[[ Dataset open ]]

PR #639, opened 2022-01-21
[WIP] Add `organization` flag for templating App CR in org namespace

ljakimczuk:
### Description

This PR is part of the ongoing migration towards handling App CRs in the org namespace instead of cluster namespaces. 

Related issue: https://github.com/giantswarm/giantswarm/issues/20443
Related PRs: https://github.com/giantswarm/cluster-apps-operator/pull/148

This PR adds `organization` flag to the `template app` command. This flag is now optional, and thus is not validated, to support old behavior of templating App CR into cluster namespace.

Upon passing this new flag to the command, App CR will be templated for the org-namespace.

#### Without `organization` flag

1. `kubectl gs template app --name hello-world --version 0.1.0 --namespace default --cluster ab23c --catalog giantswarm`

```yaml
---
kind: App
metadata:
  name: hello-world
  namespace: ab23c
spec:
  catalog: giantswarm
  kubeConfig:
    inCluster: false
  name: hello-world
  namespace: default
  version: 0.1.0
```

2. `kubectl gs template app --name hello-world --version 0.1.0 --namespace default --cluster ab23c --catalog giantswarm --user-configmap /tmp/userconfig.yaml`

```yaml
---
apiVersion: v1
data:
  values: |
    doesThisConfigMakeSense:
      notReally: true
kind: ConfigMap
metadata:
  creationTimestamp: null
  name: hello-world-userconfig-ab23c
  namespace: ab23c
---
kind: App
metadata:
  name: hello-world
  namespace: ab23c
spec:
  catalog: giantswarm
  kubeConfig:
    inCluster: false
  name: hello-world
  namespace: default
  userConfig:
    configMap:
      name: hello-world-userconfig-ab23c
      namespace: ab23c
  version: 0.1.0
```

#### With `organization` flag

1. `kubectl gs template app --name hello-world --version 0.1.0 --namespace default --cluster ab23c --catalog giantswarm --organization giantswarm`

```yaml
---
kind: App
metadata:
  labels:
    giantswarm.io/cluster: ab23c
  name: hello-world
  namespace: org-giantswarm
spec:
  catalog: giantswarm
  kubeConfig:
    inCluster: false
  name: hello-world
  namespace: default
  version: 0.1.0
```

2. `kubectl template app --name hello-world --version 0.1.0 --namespace default --cluster ab23c --catalog giantswarm --organization giantswarm --user-configmap /tmp/userconfig.yaml`

```yaml
---
apiVersion: v1
data:
  values: |
    doesThisConfigMakeSense:
      notReally: true
kind: ConfigMap
metadata:
  creationTimestamp: null
  name: hello-world-userconfig-ab23c
  namespace: org-giantswarm
---
kind: App
metadata:
  labels:
    giantswarm.io/cluster: ab23c
  name: hello-world
  namespace: org-giantswarm
spec:
  catalog: giantswarm
  kubeConfig:
    inCluster: false
  name: hello-world
  namespace: default
  userConfig:
    configMap:
      name: hello-world-userconfig-ab23c
      namespace: org-giantswarm
  version: 0.1.0
```

### DIFF
--- a/cmd/template/app/flag.go
+++ b/cmd/template/app/flag.go
@@ -20,6 +20,7 @@ const (
 	flagNamespace                  = "namespace"
 	flagNamespaceConfigAnnotations = "namespace-annotations"
 	flagNamespaceConfigLabels      = "namespace-labels"
+	flagOrganization               = "organization"
 	flagUserConfigMap              = "user-configmap"
 	flagUserSecret                 = "user-secret"
 	flagVersion                    = "version"
@@ -33,6 +34,7 @@ type flag struct {
 	InCluster                      bool
 	Name                           string
 	Namespace                      string
+	Organization                   string
 	Version                        string
 	flagNamespaceConfigAnnotations []string
 	flagNamespaceConfigLabels      []string
@@ -46,6 +48,7 @@ func (f *flag) Init(cmd *cobra.Command) {
 	cmd.Flags().StringVar(&f.Name, flagName, "", "Name of the app in the Catalog.")
 	cmd.Flags().StringVar(&f.Namespace, flagNamespace, "", "Namespace where the app will be deployed.")
 	cmd.Flags().StringVar(&f.Cluster, flagCluster, "", "Name of the cluster the app will be deployed to.")
+	cmd.Flags().StringVar(&f.Organization, flagOrganization, "", "Workload cluster organization.")
 	cmd.Flags().BoolVar(&f.DefaultingEnabled, flagDefaultingEnabled, true, "Don't template fields that will be defaulted.")
 	cmd.Flags().BoolVar(&f.InCluster, flagInCluster, false, fmt.Sprintf("Deploy the app in the current management cluster rather than in a workload cluster. If this is set, --%s will be ignored.", flagCluster))
 	cmd.Flags().StringVar(&f.flagUserConfigMap, flagUserConfigMap, "", "Path to the user values configmap YAML file.")
@@ -68,6 +71,12 @@ func (f *flag) Validate() error {
 	if !f.InCluster && f.Cluster == "" {
 		return microerror.Maskf(invalidFlagError, "--%s must not be empty", flagCluster)
 	}
+	// Once we fully migrate to org namespace, checking for
+	// the `organization` flag should be mandatory.
+	//
+	/*if !f.InCluster && f.Organization == "" {
+		return microerror.Maskf(invalidFlagError, "--%s must not be empty", flagOrganization)
+	}*/
 	if f.Version == "" {
 		return microerror.Maskf(invalidFlagError, "--%s must not be empty", flagVersion)
 	}
--- a/cmd/template/app/runner.go
+++ b/cmd/template/app/runner.go
@@ -2,8 +2,10 @@ package app
 
 import (
 	"context"
+	"fmt"
 	"io"
 	"os"
+	"strings"
 	"text/template"
 
 	"github.com/giantswarm/microerror"
@@ -50,6 +52,10 @@ func (r *runner) run(ctx context.Context, cmd *cobra.Command, args []string) err
 		appName = r.flag.Name
 	}
 
+	// Since organization may be provided in a mixed-cases form,
+	// make sure it is lowercased before using.
+	organization := strings.ToLower(r.flag.Organization)
+
 	appConfig := templateapp.Config{
 		AppName:           appName,
 		Catalog:           r.flag.Catalog,
@@ -58,6 +64,7 @@ func (r *runner) run(ctx context.Context, cmd *cobra.Command, args []string) err
 		InCluster:         r.flag.InCluster,
 		Name:              r.flag.Name,
 		Namespace:         r.flag.Namespace,
+		Organization:      organization,
 		Version:           r.flag.Version,
 	}
 
@@ -68,9 +75,13 @@ func (r *runner) run(ctx context.Context, cmd *cobra.Command, args []string) err
 		assetName = key.GenerateAssetName(appName, "userconfig", r.flag.Cluster)
 	}
 
+	// If organization is passed to the command use it as the indicator for
+	// templating App CR in org namespace.
 	var namespace string
 	if r.flag.InCluster {
 		namespace = r.flag.Namespace
+	} else if appConfig.Organization != "" {
+		namespace = fmt.Sprintf("org-%s", appConfig.Organization)
 	} else {
 		namespace = r.flag.Cluster
 	}
--- a/pkg/template/app/app.go
+++ b/pkg/template/app/app.go
@@ -1,6 +1,8 @@
 package app
 
 import (
+	"fmt"
+
 	"github.com/giantswarm/apiextensions/v3/pkg/apis/application/v1alpha1"
 	applicationv1alpha1 "github.com/giantswarm/apiextensions/v3/pkg/apis/application/v1alpha1"
 	"github.com/giantswarm/microerror"
@@ -9,6 +11,7 @@ import (
 	metav1 "k8s.io/apimachinery/pkg/apis/meta/v1"
 	"sigs.k8s.io/yaml"
 
+	"github.com/giantswarm/k8smetadata/pkg/label"
 	"github.com/giantswarm/kubectl-gs/internal/key"
 )
 
@@ -24,6 +27,7 @@ type Config struct {
 	NamespaceConfigLabels      map[string]string
 	UserConfigConfigMapName    string
 	UserConfigSecretName       string
+	Organization               string
 	Version                    string
 }
 
@@ -41,10 +45,16 @@ type AppCROutput struct {
 
 func NewAppCR(config Config) ([]byte, error) {
 	userConfig := applicationv1alpha1.AppSpecUserConfig{}
+	appLabels := map[string]string{}
 
+	// When templating App CR for an organization namespace add
+	// `giantswarm.io/cluster` label for cluster selection.
 	var namespace string
 	if config.InCluster {
 		namespace = config.Namespace
+	} else if config.Organization != "" {
+		namespace = fmt.Sprintf("org-%s", config.Organization)
+		appLabels[label.Cluster] = config.Cluster
 	} else {
 		namespace = config.Cluster
 	}
@@ -71,6 +81,7 @@ func NewAppCR(config Config) ([]byte, error) {
 		ObjectMeta: metav1.ObjectMeta{
 			Name:      config.AppName,
 			Namespace: namespace,
+			Labels:    appLabels,
 		},
 		Spec: applicationv1alpha1.AppSpec{
 			Catalog:   config.Catalog,
--- a/pkg/template/app/app_test.go
+++ b/pkg/template/app/app_test.go
@@ -82,6 +82,20 @@ func Test_NewAppCR(t *testing.T) {
 			},
 			expectedGoldenFile: "app_override_app_name_yaml_output.golden",
 		},
+		{
+			name: "case 5: flawless flow for organization",
+			config: Config{
+				AppName:           "nginx-ingress-controller-app",
+				Catalog:           "giantswarm",
+				Cluster:           "eggs2",
+				DefaultingEnabled: true,
+				Name:              "nginx-ingress-controller-app",
+				Namespace:         "kube-system",
+				Organization:      "giantswarm",
+				Version:           "1.17.0",
+			},
+			expectedGoldenFile: "app_flawless_flow_organization_yaml_output.golden",
+		},
 	}
 
 	for i, tc := range testCases {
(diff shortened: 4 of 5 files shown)


cmd/template/app/flag.go
```diff
@@ -68,6 +71,12 @@ func (f *flag) Validate() error {
 	if !f.InCluster && f.Cluster == "" {
 		return microerror.Maskf(invalidFlagError, "--%s must not be empty", flagCluster)
 	}
+	// Once we fully migrate to org namespace, checking for
+	// the `organization` flag should be mandatory.
+	//
+	/*if !f.InCluster && f.Organization == "" {
+		return microerror.Maskf(invalidFlagError, "--%s must not be empty", flagOrganization)
+	}*/
```
rossf7, line 79: The problem is this migration will take many months. I think maybe we could have some kind of feature detection instead of flag validation.

cmd/template/app/runner.go
```diff
@@ -50,6 +52,10 @@ func (r *runner) run(ctx context.Context, cmd *cobra.Command, args []string) err
 		appName = r.flag.Name
 	}
 
+	// Since organization may be provided in a mixed-cases form,
+	// make sure it is lowercased before using.
```
rossf7, line 56:
```suggestion
	// Since organization may be provided in a mixed-cased form,
	// make sure it is lowercased.
```

Nice 👍

rossf7 (commented):
Looks good I'm just not sure how we can validate the org flag.

However if we change the validation logic in https://github.com/giantswarm/giantswarm/issues/20448 we can check in app-admission-controller if the namespace and label combination is correct.

cmd/template/app/flag.go
ljakimczuk: Sure, I believe we do not need this basic flag validation, I put it there just as an example of what we will eventually end up with. But for now we could treat this flag as a feature detection mechanism, since it presence does reflect of how the App CR is templated. Or we could add a boolean flag like `--capo` and then upon user providing it, demand and validate the `organization`. WDYT @rossf7 ?

rossf7: I would remove it for now but mention in the PR that we can't validate the flag.

> But for now we could treat this flag as a feature detection mechanism, since it presence does reflect of how the App CR is templated.

Yes lets use it as a feature flag for now as we only need it for CAPO.

> Or we could add a boolean flag like --capo and then upon user providing it, demand and validate the organization

We try to keep the app platform decoupled from the provider. I think our best option is to extend app-admission-controller and give the user a useful error if the cluster label is missing. WDYT?

ljakimczuk: I actually very like the idea of extending the app-admission-controller

ljakimczuk: Let's put it on hold then, I will submit a PR to app-admission-controller and link it here, so that we can then advance with this PR.

ljakimczuk: WDYT @rossf7 ?

rossf7: Good call and there is also https://github.com/giantswarm/giantswarm/issues/20448 for that.

We can then drop the version label from the `default-apps-openstack` chart 🔥

ljakimczuk: Ok, we got it: https://github.com/giantswarm/app/pull/206 and https://github.com/giantswarm/app-admission-controller/pull/222

rossf7: @ljakimczuk We're going to need some more changes to remove usage of the cluster namespace.

There is also the flag `--defaulting-enabled` when its false it renders more fields.

```
k gs template app \
  --catalog=giantswarm \
  --cluster=eggs2 \
  --name=nginx-ingress-controller-app \
  --namespace=kube-system \
  --version=1.17.0 \
  --defaulting-enabled=false \
  --organization=test
---
kind: App
metadata:
  labels:
    app-operator.giantswarm.io/version: 1.0.0
  name: nginx-ingress-controller-app
  namespace: org-test
spec:
  catalog: giantswarm
  config:
    configMap:
      name: eggs2-cluster-values
      namespace: eggs2
    secret:
      name: ""
      namespace: ""
  kubeConfig:
    context:
      name: eggs2-kubeconfig
    inCluster: false
    secret:
      name: eggs2-kubeconfig
      namespace: eggs2
  name: nginx-ingress-controller-app
  namespace: kube-system
  version: 1.17.0
```

The cluster values CM and the kubeconfig secret need to be in the org namespace. We should also check the defaulting logic in app-admission-controller.

Can you also check the output if the user sets `--user-configmap` or `--user-secret`?

ljakimczuk: @rossf7 `--user-configmap` example is already given in the PR description, I will also add there another example with `--user-secret`, but indeed I missed the `defaulting-enabled` and  there seems to be something wrong with it

rossf7: > --user-configmap example is already given in the PR description

@ljakimczuk Ah my bad I missed that 👍

ljakimczuk: @rossf7 my bad, there is still one issue there

pkg/template/app/app.go
```diff
@@ -41,25 +46,38 @@ type AppCROutput struct {
...
-	var namespace string
+	appLabels := map[string]string{}
+
+	// Accomodating all the label cases here:
+	// 1. In-cluster Apps get unique label
+	// 2. Org-namespaced Apps get cluster label
+	// 3. Cluster-namespaced Apps with defaulting disabled gets default version label
+	// 4. Cluster-namespaced Apps with defaulting enabled gets nothing
+	var crNamespace string
 	if config.InCluster {
```
ljakimczuk, line 57: Moved labels logic here, to have a single place to decide which ones to set. It seems cleaner to me, WDYT?

cmd/template/app/flag.go
ljakimczuk: @rossf7 should be good now, WDYT?

ljakimczuk: In the meantime I will check the defaulting in app admission controller

pkg/template/app/app.go
```diff
@@ -41,25 +46,31 @@ type AppCROutput struct {
 
 func NewAppCR(config Config) ([]byte, error) {
 	userConfig := applicationv1alpha1.AppSpecUserConfig{}
+	appLabels := map[string]string{}
 
-	var namespace string
+	// When templating App CR for an organization namespace add
+	// `giantswarm.io/cluster` label for cluster selection.
+	var crNamespace string
```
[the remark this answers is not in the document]
rossf7: Good to clarify that. We sometimes use target namespace to refer to `.spec.namespace` which I think is useful.

This is the same naming as in the [HelmRelease](https://fluxcd.io/docs/components/helm/helmreleases/) CRD. I think in a future version of the App CRD we should rename it.

pkg/template/app/app.go
```diff
@@ -41,25 +46,38 @@ type AppCROutput struct {
...
 	if config.InCluster {
-		namespace = config.Namespace
+		crNamespace = config.Namespace
+		appLabels[label.AppOperatorVersion] = "0.0.0"
+	} else if config.Organization != "" {
+		crNamespace = fmt.Sprintf("org-%s", config.Organization)
+		appLabels[label.Cluster] = config.Cluster
+	} else if !config.DefaultingEnabled {
+		appLabels[label.AppOperatorVersion] = "1.0.0"
```
rossf7, line 64: There is some technical debt here :( `1.0.0` was used for app CRs using helm 2 and is now no longer in use.

If you apply this does app-admission-controller update the value to the correct version for the cluster?

cmd/template/app/flag.go
```diff
@@ -46,6 +48,7 @@ func (f *flag) Init(cmd *cobra.Command) {
 	cmd.Flags().StringVar(&f.Name, flagName, "", "Name of the app in the Catalog.")
 	cmd.Flags().StringVar(&f.Namespace, flagNamespace, "", "Namespace where the app will be deployed.")
 	cmd.Flags().StringVar(&f.Cluster, flagCluster, "", "Name of the cluster the app will be deployed to.")
+	cmd.Flags().StringVar(&f.Organization, flagOrganization, "", "Workload cluster organization.")
```
rossf7, line 51: I have a concern about the flag. As right now this will only work for CAPO clusters.

IIRC we hid the CAPO specific flags for `template cluster`. Should we do the same here until more providers are supported?

ljakimczuk: Good point, this flag is indeed going to be ignored for non-CAPO clusters, so hiding it makes total sense.

pkg/template/app/app.go
ljakimczuk: Let me check that, I haven't tried to apply it live yet

pkg/template/app/app.go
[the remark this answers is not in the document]
ljakimczuk: yeah, target namespace would be more obvious 😄

pkg/template/app/app.go
ljakimczuk: @rossf7 update from my side, when I submitted app with `1.0.0` label it was updated to the correct value. If that's the case I guess we can get rid of this part of labeling logic, WDYT?

rossf7: @ljakimczuk Thanks for checking and yes let's remove the version label here so its defaulted.

We don't want customers adding it to their gitops repo as its an implementation detail. There is an `appversionupdate` resource in cluster-operator that ensures the label value is set correctly.

cmd/template/app/flag.go
ljakimczuk: Ok, flag is hidden now

pkg/template/app/app.go
ljakimczuk: Done, we no longer set the `1.0.0` version

pkg/template/app/app.go
```diff
@@ -9,6 +11,8 @@ import (
 	metav1 "k8s.io/apimachinery/pkg/apis/meta/v1"
 	"sigs.k8s.io/yaml"
 
+	"github.com/giantswarm/k8smetadata/pkg/label"
```
MarcelMue, line 14: Seems to me like imports are all kind of out of order here

ljakimczuk: Does it look correct now?

pkg/template/app/app.go
```diff
@@ -1,15 +1,17 @@
...
 	applicationv1alpha1 "github.com/giantswarm/apiextensions/v3/pkg/apis/application/v1alpha1"
+	"github.com/giantswarm/k8smetadata/pkg/label"
+	"github.com/giantswarm/kubectl-gs/internal/key"
 	"github.com/giantswarm/microerror"
 	"github.com/spf13/afero"
 	corev1 "k8s.io/api/core/v1"
 	metav1 "k8s.io/apimachinery/pkg/apis/meta/v1"
 	"sigs.k8s.io/yaml"
-
-	"github.com/giantswarm/kubectl-gs/internal/key"
```
MarcelMue, line 12: This should remain in its own block as it's project internal - LGTM apart from that.

MarcelMue (approved):

rossf7 (approved):
LGTM just needs a changelog :)

cmd/template/app/flag.go
```diff
@@ -46,13 +48,16 @@ func (f *flag) Init(cmd *cobra.Command) {
...
 	cmd.Flags().BoolVar(&f.DefaultingEnabled, flagDefaultingEnabled, true, "Don't template fields that will be defaulted.")
 	cmd.Flags().BoolVar(&f.InCluster, flagInCluster, false, fmt.Sprintf("Deploy the app in the current management cluster rather than in a workload cluster. If this is set, --%s will be ignored.", flagCluster))
 	cmd.Flags().StringVar(&f.flagUserConfigMap, flagUserConfigMap, "", "Path to the user values configmap YAML file.")
 	cmd.Flags().StringVar(&f.flagUserSecret, flagUserSecret, "", "Path to the user secrets YAML file.")
 	cmd.Flags().StringVar(&f.Version, flagVersion, "", "App version to be installed.")
 	cmd.Flags().StringSliceVar(&f.flagNamespaceConfigAnnotations, flagNamespaceConfigAnnotations, nil, "Namespace configuration annotations in form key=value.")
 	cmd.Flags().StringSliceVar(&f.flagNamespaceConfigLabels, flagNamespaceConfigLabels, nil, "Namespace configuration labels in form key=value.")
+
+	_ = cmd.Flags().MarkHidden(flagOrganization)
```
pipo02mix, line 60: why do we hide it?

pipo02mix (approved):

cmd/template/app/flag.go
ljakimczuk: At the moment the org-namespaced apps work only on the CAPO clusters, and we hide CAPO-related flags in the `template cluster`, so we decided to hide this one too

[[ Dataset closed ]]

All lines above from the one with "rossf7: @ljakimczuk We're" to the one with "Can you also", inclusive, should be copied exactly, and no other lines.

rossf7: @ljakimczuk We're going to need some more changes to remove usage of the cluster namespace.

There is also the flag `--defaulting-enabled` when its false it renders more fields.

```
k gs template app \
  --catalog=giantswarm \
  --cluster=eggs2 \
  --name=nginx-ingress-controller-app \
  --namespace=kube-system \
  --version=1.17.0 \
  --defaulting-enabled=false \
  --organization=test
---
kind: App
metadata:
  labels:
    app-operator.giantswarm.io/version: 1.0.0
  name: nginx-ingress-controller-app
  namespace: org-test
spec:
  catalog: giantswarm
  config:
    configMap:
      name: eggs2-cluster-values
      namespace: eggs2
    secret:
      name: ""
      namespace: ""
  kubeConfig:
    context:
      name: eggs2-kubeconfig
    inCluster: false
    secret:
      name: eggs2-kubeconfig
      namespace: eggs2
  name: nginx-ingress-controller-app
  namespace: kube-system
  version: 1.17.0
```

The cluster values CM and the kubeconfig secret need to be in the org namespace. We should also check the defaulting logic in app-admission-controller.

Can you also check the output if the user sets `--user-configmap` or `--user-secret`?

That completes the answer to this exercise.